*Exercise:*
Count the lines in the listing below that contain the word "split" and report that number alone.

* * * * * * * * *

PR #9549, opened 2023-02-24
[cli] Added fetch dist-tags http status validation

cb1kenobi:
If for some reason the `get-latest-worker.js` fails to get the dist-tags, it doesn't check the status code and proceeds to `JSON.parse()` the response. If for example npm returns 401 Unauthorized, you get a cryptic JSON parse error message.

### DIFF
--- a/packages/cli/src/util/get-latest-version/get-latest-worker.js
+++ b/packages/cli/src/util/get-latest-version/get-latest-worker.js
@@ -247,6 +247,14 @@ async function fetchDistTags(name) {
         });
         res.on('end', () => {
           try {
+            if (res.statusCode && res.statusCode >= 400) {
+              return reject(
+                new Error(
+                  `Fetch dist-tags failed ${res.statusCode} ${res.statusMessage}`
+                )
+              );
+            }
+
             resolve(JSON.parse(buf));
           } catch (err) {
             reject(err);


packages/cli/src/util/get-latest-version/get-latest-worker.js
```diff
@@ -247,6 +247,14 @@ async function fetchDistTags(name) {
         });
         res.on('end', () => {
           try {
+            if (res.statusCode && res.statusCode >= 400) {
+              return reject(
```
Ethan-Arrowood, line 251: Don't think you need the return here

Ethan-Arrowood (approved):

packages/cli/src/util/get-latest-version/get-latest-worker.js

* * * * * * * * *

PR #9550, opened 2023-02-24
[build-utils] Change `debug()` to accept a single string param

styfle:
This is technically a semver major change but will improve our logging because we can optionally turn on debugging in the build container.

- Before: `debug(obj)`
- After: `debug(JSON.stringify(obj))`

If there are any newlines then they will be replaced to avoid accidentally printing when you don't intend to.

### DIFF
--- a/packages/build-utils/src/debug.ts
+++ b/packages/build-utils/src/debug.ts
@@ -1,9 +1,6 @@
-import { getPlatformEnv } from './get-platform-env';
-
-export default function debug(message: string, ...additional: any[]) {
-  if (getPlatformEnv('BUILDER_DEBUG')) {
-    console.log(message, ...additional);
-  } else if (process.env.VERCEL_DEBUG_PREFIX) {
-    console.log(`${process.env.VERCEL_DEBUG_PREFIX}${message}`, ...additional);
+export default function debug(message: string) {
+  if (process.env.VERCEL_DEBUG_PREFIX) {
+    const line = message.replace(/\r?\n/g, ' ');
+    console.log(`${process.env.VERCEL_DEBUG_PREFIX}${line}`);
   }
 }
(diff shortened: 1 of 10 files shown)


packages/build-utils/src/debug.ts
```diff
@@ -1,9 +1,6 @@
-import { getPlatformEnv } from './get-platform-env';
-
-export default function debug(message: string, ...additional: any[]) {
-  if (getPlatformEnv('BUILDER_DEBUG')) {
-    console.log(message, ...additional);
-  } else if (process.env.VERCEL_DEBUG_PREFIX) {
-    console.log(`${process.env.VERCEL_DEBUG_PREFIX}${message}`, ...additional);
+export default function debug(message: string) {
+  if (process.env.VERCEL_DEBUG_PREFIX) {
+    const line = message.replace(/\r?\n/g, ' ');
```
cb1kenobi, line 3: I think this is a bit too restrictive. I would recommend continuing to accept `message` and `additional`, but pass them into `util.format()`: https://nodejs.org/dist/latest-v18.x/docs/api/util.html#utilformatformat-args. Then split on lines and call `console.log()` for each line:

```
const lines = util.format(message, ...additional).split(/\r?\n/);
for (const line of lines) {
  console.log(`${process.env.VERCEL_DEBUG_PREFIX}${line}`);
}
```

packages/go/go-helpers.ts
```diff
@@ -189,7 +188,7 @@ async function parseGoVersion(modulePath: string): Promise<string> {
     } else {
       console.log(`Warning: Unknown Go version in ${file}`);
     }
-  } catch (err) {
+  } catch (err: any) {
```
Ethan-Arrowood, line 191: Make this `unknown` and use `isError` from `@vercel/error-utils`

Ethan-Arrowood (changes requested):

* * * * * * * * *

*Response to the exercise:*
2